#### Material supplied
PR #343, opened 2021-11-17
Fea: Replace use system

mzegar:

PR #347, opened 2021-11-20
Refactor: Change ammo type to use enum

mzegar:
Wait till https://github.com/TTTReborn/tttreborn/pull/343 to merge


mzegar:
Do we want to keep the library name from the previous PR? Currently not used for anything.

Alf21:
Hmm just thought about the AmmoType var at all and it doesn't make a lot of sense to me... Theoretically, just the weapons need to have a connection to what ammo they need...

mzegar:
> Hmm just thought about the AmmoType var at all and it doesn't make a lot of sense to me... Theoretically, just the weapons need to have a connection to what ammo they need...

It's a bit better in the sense that one enum defines the ammo type instead of ensuring that the string matches up in the definition of both `PistolAmmo.cs` and `Pistol.cs`. But yeah, I think having some way to ensure that both definitions depend on each other would be ideal.

mzegar:
We should change this system as per Alfs suggestion, not wanting to actively work on this section at the moment though so closing this.

PR #349, opened 2021-11-21
Settings: Fixed settings not saving and wrong settings switch data

Alf21:


code/gamemode/Game.cs
```diff
@@ -27,8 +27,8 @@ public partial class Game : Sandbox.Game
 
         public MapHandler MapHandler { get; private set; }
 
-        [ConVar.Replicated("ttt_debug")]
-        public bool Debug { get; set; } = false;
+        // [ConVar.Replicated("ttt_debug")]
+        public bool Debug { get; set; } = true;
```
Alf21, line 31: Intended as it seems that even server admin can't change this var currently ingame

mzegar (approved):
########
_Task details_. Every entry in the data should be returned exactly.

_Problem solution_.
PR #343, opened 2021-11-17
Fea: Replace use system

mzegar:

PR #347, opened 2021-11-20
Refactor: Change ammo type to use enum

mzegar:
Wait till https://github.com/TTTReborn/tttreborn/pull/343 to merge


mzegar:
Do we want to keep the library name from the previous PR? Currently not used for anything.

Alf21:
Hmm just thought about the AmmoType var at all and it doesn't make a lot of sense to me... Theoretically, just the weapons need to have a connection to what ammo they need...

mzegar:
> Hmm just thought about the AmmoType var at all and it doesn't make a lot of sense to me... Theoretically, just the weapons need to have a connection to what ammo they need...

It's a bit better in the sense that one enum defines the ammo type instead of ensuring that the string matches up in the definition of both `PistolAmmo.cs` and `Pistol.cs`. But yeah, I think having some way to ensure that both definitions depend on each other would be ideal.

mzegar:
We should change this system as per Alfs suggestion, not wanting to actively work on this section at the moment though so closing this.

PR #349, opened 2021-11-21
Settings: Fixed settings not saving and wrong settings switch data

Alf21:


code/gamemode/Game.cs
```diff
@@ -27,8 +27,8 @@ public partial class Game : Sandbox.Game
 
         public MapHandler MapHandler { get; private set; }
 
-        [ConVar.Replicated("ttt_debug")]
-        public bool Debug { get; set; } = false;
+        // [ConVar.Replicated("ttt_debug")]
+        public bool Debug { get; set; } = true;
```
Alf21, line 31: Intended as it seems that even server admin can't change this var currently ingame

mzegar (approved):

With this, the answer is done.